Achieving your fitness goals begins with a well-structured workout routine. As a certified personal trainer, my clients often ask, “How many exercises per workout do you need to be effective?”
It’s a vital question because the correct number of exercises can make or break your fitness journey.
It is usually followed right behind with, “How many reps per workout do you need to grow muscle?”
In this comprehensive guide, we will delve into the factors that influence the ideal number of exercises per workout session when it comes to strength training.
Whether you’re starting your journey, an intermediate enthusiast looking to level up, or an advanced athlete striving for peak performance, the number of exercises you incorporate can significantly impact your results.
Factors influencing the number of exercises
Your fitness goals, like getting stronger muscles, losing weight, or having more endurance, decide what exercises you should do.
To gain muscle mass, you’ll focus on exercises that make your muscles work hard, like lifting weights.
For weight loss, it’s about burning calories, so activities that get your heart pumping, like running or dancing, are great.
If endurance is your goal, choose exercises that improve your stamina, such as biking or swimming.
Remember, your goals shape your workout plan. So, know what you want, and pick exercises that match your goal.
Exercise needs can vary for beginners, intermediate, and advanced fitness levels:
- If you’re new to working out, starting with simple exercises is important.
- You’ll want to build a strong foundation, so basic moves like push-ups, squats, and walking are good.
- Too many complex exercises might be overwhelming and increase the risk of injury.
- Focus on learning proper form and gradually increasing intensity.
- After gaining some experience, you can add more variety to your workouts.
- Incorporate new exercises and increase the challenge.
- This might mean adding weights or trying more advanced bodyweight exercises.
- You should still prioritize good form to prevent injury.
- Advanced trainees have been working out for a while and can handle more intense workouts.
- You might use advanced techniques like supersets, plyometrics, or high-intensity interval training (HIIT).
- Your body adapts to exercises faster, so it’s important to keep changing your routine to keep progressing.
- However, don’t forget about safety – even advanced exercisers need to use proper form.
Your available time
If you are short on time, you may need to focus on fewer exercises. But even if you only have 30 minutes, you can still get a good workout in. You can do more intense exercises or focus on compound exercises that work multiple muscle groups at once.
The type of workout you are doing
If you are doing a full-body workout, you will need to do more exercises than if you are doing a workout that focuses on one muscle group.
For example, a full-body workout might include 6-8 exercises, while a leg workout might only include 3-4 exercises.
How many exercises per workout should I do?
The ideal number of exercises per workout session is 3-4 different exercises.
Using three to four exercises will allow you to get a good training session, but it depends on your preferences and the type of movements you are doing.
Choose the right three or four exercises. You can get that ideal balance of 80:20 compound vs. isolation exercises, at least 15 total repetitions of each, and every muscle group being worked at least twice per week.
Selecting your exercises appropriately and training them with sufficient volume and intensity will be enough to make great progress.
Does it change per muscle group?
Should you do more exercises if you are working major muscle groups?

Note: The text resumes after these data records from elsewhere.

PR #183, opened 2026-02-22
fix(client): add request timeout to get_path() to prevent hanging on …

zeekhuge:
## Description
This PR addresses an issue where the Neovim plugin becomes unresponsive when multiple opencode --port processes are running and one or more are stopped/unresponsive.

## Problem
When I would open quite a few opencode instances (using `opencode --port`), some of the Nvim instance would become unresponsive to the `Ctrl-a` command. 

On further investigation, I found that: the plugin discovers OpenCode servers by querying each server's /path endpoint. The curl command uses --connect-timeout 1, which only limits TCP connection time. If a process is stopped (e.g., via Ctrl+Z), the TCP socket still accepts connections but never responds, causing curl to hang indefinitely.

The current solution I use is `kill $(pidof opencode)` and then restart all of them. This works, but is a super productivity kill.
This PR is to bring in better support for the same.

## Solution
Add a `--max-time` to the `curl` commands for the `/path` query.

### DIFF
--- a/lua/opencode/cli/client.lua
+++ b/lua/opencode/cli/client.lua
@@ -41,15 +41,23 @@ local function generate_uuid()
   )
 end
 
----@param url string
----@param method string
+---@param port number
+---@param path string
+---@param method "GET"|"POST"
 ---@param body table?
----@param on_success fun(response: table)?
----@param on_error fun(code: number, msg: string?)?
+---@param on_success? fun(response: table)
+---@param on_error? fun(code: number, msg: string?)
 ---@param opts? { max_time?: number }
 ---@return number job_id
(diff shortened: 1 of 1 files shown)


zeekhuge:
Hi @nickjvandyke,
Looking forward to your feedback on this.

PS: Thank you for your amazing work on this plugin. I absolutely love using it.

nickjvandyke:
Great catch, thank you for submitting a fix! Will take a look soon. Mainly thinking about whether we want to default every request to this.

nickjvandyke:
Made a couple opinionated changes for posterity! Functionality should be unchanged and it's working for me. Let me know if you experience any issues though. Thanks again! 🙂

Or does it not matter regardless if it’s leg day and doing squats vs your arms and bicep curls?
If you are doing compound lifts involving different muscle groups, it might be good to do fewer exercises depending on your ability.
You should consider:
- One to two primary compound exercises per workout (examples include squats, deadlifts, bench press, pull up and chest press)
- Two to three secondary exercises per workout (lunges, step-ups, bicep curls and tricep extensions)
How many reps do you need to grow muscle?
The number of reps you can complete depends on the muscle, exercise, difficulty level and goals. Regardless, prioritize rep quality and form.
The suggested repetition sets standard practice. If you want:
- Stabilization and muscular endurance: 12-20 reps
- Muscle hypertrophy: 6-12 reps
- Maximum strength: 1-5 reps
The guidelines for physical activity for adults set forth by the Centers for Disease Control and Prevention is to accumulate either 150 minutes of moderate-intensity aerobic exercise or 75 minutes of vigorous-intensity cardio exercises per week plus at least two full body strength training workouts.
This 2021 study by Brad J. Schoenfeld published in the Journal of Sports looked at the 1-5 rep range, 6-15, 15+ found very similar muscular development and growth. It didn’t matter the amount of reps.
Every exercise doesn’t have to be the same amount of repetition. Some exercises and goals will require fewer repetitions.
What will boost your workout is the intensity of your lift and the amount (weight) of lift.